## What needs to be done
Using the entries that follow, write out the line containing "PR #1953, opened 2024-11-05", the line containing "Abradat, line 105: You're", and every line between them, exactly and nothing else.

## Data extracts
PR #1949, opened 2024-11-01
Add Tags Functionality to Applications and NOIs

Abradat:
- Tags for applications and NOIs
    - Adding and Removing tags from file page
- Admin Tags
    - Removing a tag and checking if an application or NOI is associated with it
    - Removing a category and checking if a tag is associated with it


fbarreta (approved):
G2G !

* * *

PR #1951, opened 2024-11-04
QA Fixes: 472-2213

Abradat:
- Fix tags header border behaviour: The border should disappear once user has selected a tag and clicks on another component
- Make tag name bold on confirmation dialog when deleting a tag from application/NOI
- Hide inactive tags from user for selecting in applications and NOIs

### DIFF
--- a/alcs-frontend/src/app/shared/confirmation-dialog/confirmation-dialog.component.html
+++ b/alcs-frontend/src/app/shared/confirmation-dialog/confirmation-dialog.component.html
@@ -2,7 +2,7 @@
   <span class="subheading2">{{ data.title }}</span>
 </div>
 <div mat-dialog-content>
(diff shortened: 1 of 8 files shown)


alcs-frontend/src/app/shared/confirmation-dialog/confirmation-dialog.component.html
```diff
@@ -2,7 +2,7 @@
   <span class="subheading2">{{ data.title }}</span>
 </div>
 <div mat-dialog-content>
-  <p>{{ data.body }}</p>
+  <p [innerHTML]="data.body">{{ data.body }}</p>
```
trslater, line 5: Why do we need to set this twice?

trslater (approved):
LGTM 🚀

...

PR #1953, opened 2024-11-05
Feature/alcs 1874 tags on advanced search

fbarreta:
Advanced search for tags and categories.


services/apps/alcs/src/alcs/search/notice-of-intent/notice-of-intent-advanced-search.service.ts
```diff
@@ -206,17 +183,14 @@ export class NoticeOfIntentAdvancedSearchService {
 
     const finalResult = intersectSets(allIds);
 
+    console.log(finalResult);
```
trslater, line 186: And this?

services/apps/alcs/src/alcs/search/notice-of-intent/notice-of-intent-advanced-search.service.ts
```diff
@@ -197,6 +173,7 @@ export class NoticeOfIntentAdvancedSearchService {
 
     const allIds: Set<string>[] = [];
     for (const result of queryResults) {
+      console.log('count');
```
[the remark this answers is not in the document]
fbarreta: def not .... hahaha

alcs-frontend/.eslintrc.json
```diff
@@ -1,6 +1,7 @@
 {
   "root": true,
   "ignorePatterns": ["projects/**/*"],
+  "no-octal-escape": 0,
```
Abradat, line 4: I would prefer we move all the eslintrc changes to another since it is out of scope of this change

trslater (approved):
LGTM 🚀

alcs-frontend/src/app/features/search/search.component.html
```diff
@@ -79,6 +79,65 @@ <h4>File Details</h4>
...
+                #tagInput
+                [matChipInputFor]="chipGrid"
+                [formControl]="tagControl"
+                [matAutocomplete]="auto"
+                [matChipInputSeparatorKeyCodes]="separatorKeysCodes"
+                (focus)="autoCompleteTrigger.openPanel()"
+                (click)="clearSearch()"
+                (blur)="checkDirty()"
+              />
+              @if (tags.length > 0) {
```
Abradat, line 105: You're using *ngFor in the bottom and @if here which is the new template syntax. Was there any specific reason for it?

## Expected output
PR #1953, opened 2024-11-05
Feature/alcs 1874 tags on advanced search

fbarreta:
Advanced search for tags and categories.


services/apps/alcs/src/alcs/search/notice-of-intent/notice-of-intent-advanced-search.service.ts
```diff
@@ -206,17 +183,14 @@ export class NoticeOfIntentAdvancedSearchService {
 
     const finalResult = intersectSets(allIds);
 
+    console.log(finalResult);
```
trslater, line 186: And this?

services/apps/alcs/src/alcs/search/notice-of-intent/notice-of-intent-advanced-search.service.ts
```diff
@@ -197,6 +173,7 @@ export class NoticeOfIntentAdvancedSearchService {
 
     const allIds: Set<string>[] = [];
     for (const result of queryResults) {
+      console.log('count');
```
[the remark this answers is not in the document]
fbarreta: def not .... hahaha

alcs-frontend/.eslintrc.json
```diff
@@ -1,6 +1,7 @@
 {
   "root": true,
   "ignorePatterns": ["projects/**/*"],
+  "no-octal-escape": 0,
```
Abradat, line 4: I would prefer we move all the eslintrc changes to another since it is out of scope of this change

trslater (approved):
LGTM 🚀

alcs-frontend/src/app/features/search/search.component.html
```diff
@@ -79,6 +79,65 @@ <h4>File Details</h4>
...
+                #tagInput
+                [matChipInputFor]="chipGrid"
+                [formControl]="tagControl"
+                [matAutocomplete]="auto"
+                [matChipInputSeparatorKeyCodes]="separatorKeysCodes"
+                (focus)="autoCompleteTrigger.openPanel()"
+                (click)="clearSearch()"
+                (blur)="checkDirty()"
+              />
+              @if (tags.length > 0) {
```
Abradat, line 105: You're using *ngFor in the bottom and @if here which is the new template syntax. Was there any specific reason for it?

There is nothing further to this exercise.